From the entries that follow, pick out all lines holding "think".

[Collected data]
****
PR #3125, opened 2022-11-29
chore!: Make constructor private

FrankEssenberger:
In a [support issuse](https://answers.sap.com/questions/13764308/sf-api-select-using-navigation-property.html) a customer used the constructor to get a API object. This is not good, since the init step is not invoked. 

This PR makes the constructor private to protect users (at least if they use TypeScript or a IDE which understands the private keyword).

The static method I introduced is called `_privateFactory` - here I am up for any good suggestion.


fwilhe (approved):

.changeset/loud-radios-arrive.md
```diff
@@ -0,0 +1,5 @@
+---
+'@sap-cloud-sdk/odata-common': patch
```
jjtang1985, line 2:
```suggestion
'@sap-cloud-sdk/odata-common': major
```

.changeset/loud-radios-arrive.md
```diff
@@ -0,0 +1,5 @@
...
+---
+
+[Compatibility Note] The constructor of the entity API is private to avoid accidental usage. Use the service object to get a API instance.
```
jjtang1985, line 5: [q] Should we update the "upgrade guide"?

packages/generator/src/generator-without-ts-morph/entity-api/class.ts
```diff
@@ -25,10 +25,18 @@ export function classContent(
...
   public deSerializers: DeSerializersT;
 
-  constructor(
+  private constructor(
     deSerializers: DeSerializersT = defaultDeSerializers as any) {
     this.deSerializers = deSerializers;
   }
+  
+  ${documentationBlock`Do not use this method or the constructor directly.
+Use the service object to get a API instance.`}
```
jjtang1985, line 34:
```suggestion
Use the service object to get an API instance.`}  
```

jjtang1985 (commented):
Looks good.
As this is not refined, maybe ask for more review.
I left some comments.

Other alternatives:
- lint rule for checking the constructor use case (lint and the rules are required)
- runtime error that shows the wrong usage (over engineering?)

PR #3126, opened 2022-11-29
chore: Configure dependabot

fwilhe:
Ignore major dependabot updates for chalk, execa and axios because new versions require ESM which we don't use yet.


FrankEssenberger (approved):

FrankEssenberger:
Question: How can we remember to remove this when we migrate to ESM? If there is a ticket for this task perhaps we can add this PR so that we revert this when possible.

PR #3137, opened 2022-11-30
chore: Align generator options

YuanZhuang107:
Deprecate and add options with compatibility notes, reflect the updated names

Closes SAP/cloud-sdk-backlog#506.


florian-richter (commented):
It is unclear to me how the new and the deprecated flags are merged? From what I see, the deprecated flags are just ignored in the code. Is that correct? Is there any handling that would throw an error if both (new and old) flags are set at the same time (especially if they have different values)?

.changeset/shaggy-yaks-shop.md
```diff
@@ -0,0 +1,5 @@
+---
+'@sap-cloud-sdk/generator': minor
+---
+
+[Compatibility Notes] Deprecate `writeReadme` option. You can use the new option `readme` to set if the generator will write README.md file instead.
```
FrankEssenberger, line 5: I am not sure if you need separate files for each note. @florian-richter I guess the changeset will handle multiple entries here?

florian-richter: Not multiple entries per file but you can use a markdown list as you see here: https://github.com/SAP/cloud-sdk-backlog/wiki/Changesets#best-practices

.changeset/beige-rocks-compare.md
```diff
@@ -0,0 +1,5 @@
+---
+'@sap-cloud-sdk/generator': minor
+---
+
+[Compatibility Notes] Deprecate `processesJsGeneration` option. Use the new hidden option `transpilationProcesses` to set number of processes for generation instead.
```
marikaner, line 5: [req] This is hidden and therefore not documented behavior.
```suggestion
[Compatibility Notes] Deprecate the `processesJsGeneration` option.
```

.changeset/clever-apes-know.md
```diff
@@ -0,0 +1,5 @@
+---
+'@sap-cloud-sdk/generator': minor
+---
+
+[Compatibility Notes] Deprecate `generatePackageJson` option. You can use the new option `packageJson` to set if the generator will generate a package.json file instead.
```
marikaner, line 5:
```suggestion
[Compatibility Notes] Deprecate the `generatePackageJson` option. Use `packageJson` instead.
```

.changeset/shaggy-yaks-shop.md
marikaner, line 5:
```suggestion
[Compatibility Notes] Deprecate the `writeReadme` option. Use `readme` instead.
```

.changeset/strange-schools-heal.md
```diff
@@ -0,0 +1,5 @@
+---
+'@sap-cloud-sdk/generator': minor
+---
+
+[Compatibility Notes] Deprecate `licenseInPackageJson` option. Use the `include` option to add your own package.json file instead.
```
marikaner, line 5:
```suggestion
[Compatibility Notes] Deprecate the `licenseInPackageJson` option. Use `include` instead.
```

.changeset/witty-snails-behave.md
```diff
@@ -0,0 +1,5 @@
+---
+'@sap-cloud-sdk/generator': minor
+---
+
+[Compatibility Notes] Deprecate `forceOverwrite` option. Use the new option `overwrite` to set if the generator will overwrite existing files instead.
```
marikaner, line 5:
```suggestion
[Compatibility Notes] Deprecate the `forceOverwrite` option. Use `overwrite` instead.
```

packages/generator/src/generator-options.ts
```diff
@@ -32,20 +32,32 @@ export interface GeneratorOptions {
...
   /**
    * Exit when encountering a file that already exists.
    * When set to true, it will be overwritten instead.
    * Please note that compared to the `clearOutputDir` option, this will not delete outdated files.
    */
   forceOverwrite: boolean;
+  /**
+   * Exit when encountering a file that already exists.
+   * When set to true, it will be overwritten instead.
+   * Please note that compared to the `clearOutputDir` option, this will not delete outdated files.
```
marikaner, line 58:
```suggestion
   * Note, that compared to the `clearOutputDir` option, this will not delete outdated files.
```

florian-richter (approved):
LGTM, but I think another review would be good.

marikaner:
> LGTM, but I think another review would be good.

I reviewed it, triggered through your addition of `packageJson` I found that there was no link between `generatePackageJson` and the new `packageJson`. The replaceBy was missing, I added it for all the options.

PR #3140, opened 2022-12-01
fix: Fix parsing when using deprecated options

marikaner:
This PR fixes and improves the following cases:
- If an option was deprecated replaced by another one and a user sets the old option, set the value to the new option instead.
- If both options were set ignore the old value.
- If both options were set, show a warning.
- Handle setting default values ourselves as this can be reused for CLI and programmatic use.
- Introduce a `ParserOptions` type where all options are required, and depreceted, replaced options are excluded.

Closes SAP/cloud-sdk-backlog#986.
****
## RESULT FOR THIS TASK
LGTM, but I think another review would be good.
> LGTM, but I think another review would be good.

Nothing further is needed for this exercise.